§ EXERCISE DETAILS: Return every line below exactly as written.

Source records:
━━━━━━━━━━
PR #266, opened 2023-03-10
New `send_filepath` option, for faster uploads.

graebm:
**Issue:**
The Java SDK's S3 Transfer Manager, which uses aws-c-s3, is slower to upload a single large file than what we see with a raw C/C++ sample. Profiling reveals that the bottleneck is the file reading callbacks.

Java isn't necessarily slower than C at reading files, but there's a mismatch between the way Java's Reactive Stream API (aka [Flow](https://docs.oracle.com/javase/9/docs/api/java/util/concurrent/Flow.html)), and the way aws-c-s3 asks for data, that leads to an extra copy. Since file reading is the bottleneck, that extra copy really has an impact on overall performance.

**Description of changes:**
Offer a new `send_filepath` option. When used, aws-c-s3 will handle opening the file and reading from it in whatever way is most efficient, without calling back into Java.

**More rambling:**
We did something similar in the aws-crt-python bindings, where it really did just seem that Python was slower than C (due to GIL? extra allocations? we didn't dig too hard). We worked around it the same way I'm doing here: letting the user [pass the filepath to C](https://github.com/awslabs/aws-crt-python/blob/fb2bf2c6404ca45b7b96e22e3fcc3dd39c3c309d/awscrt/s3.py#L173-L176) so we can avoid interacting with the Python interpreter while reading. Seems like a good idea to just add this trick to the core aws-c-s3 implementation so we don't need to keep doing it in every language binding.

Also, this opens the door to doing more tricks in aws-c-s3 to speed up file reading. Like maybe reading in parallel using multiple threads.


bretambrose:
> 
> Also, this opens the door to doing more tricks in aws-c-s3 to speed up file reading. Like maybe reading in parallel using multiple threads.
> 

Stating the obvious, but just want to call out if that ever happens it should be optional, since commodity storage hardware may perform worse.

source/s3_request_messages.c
━━━━━━━━━━
§ TASK RESULT:
PR #266, opened 2023-03-10
New `send_filepath` option, for faster uploads.

graebm:
**Issue:**
The Java SDK's S3 Transfer Manager, which uses aws-c-s3, is slower to upload a single large file than what we see with a raw C/C++ sample. Profiling reveals that the bottleneck is the file reading callbacks.

Java isn't necessarily slower than C at reading files, but there's a mismatch between the way Java's Reactive Stream API (aka [Flow](https://docs.oracle.com/javase/9/docs/api/java/util/concurrent/Flow.html)), and the way aws-c-s3 asks for data, that leads to an extra copy. Since file reading is the bottleneck, that extra copy really has an impact on overall performance.

**Description of changes:**
Offer a new `send_filepath` option. When used, aws-c-s3 will handle opening the file and reading from it in whatever way is most efficient, without calling back into Java.

**More rambling:**
We did something similar in the aws-crt-python bindings, where it really did just seem that Python was slower than C (due to GIL? extra allocations? we didn't dig too hard). We worked around it the same way I'm doing here: letting the user [pass the filepath to C](https://github.com/awslabs/aws-crt-python/blob/fb2bf2c6404ca45b7b96e22e3fcc3dd39c3c309d/awscrt/s3.py#L173-L176) so we can avoid interacting with the Python interpreter while reading. Seems like a good idea to just add this trick to the core aws-c-s3 implementation so we don't need to keep doing it in every language binding.

Also, this opens the door to doing more tricks in aws-c-s3 to speed up file reading. Like maybe reading in parallel using multiple threads.


bretambrose:
> 
> Also, this opens the door to doing more tricks in aws-c-s3 to speed up file reading. Like maybe reading in parallel using multiple threads.
> 

Stating the obvious, but just want to call out if that ever happens it should be optional, since commodity storage hardware may perform worse.

source/s3_request_messages.c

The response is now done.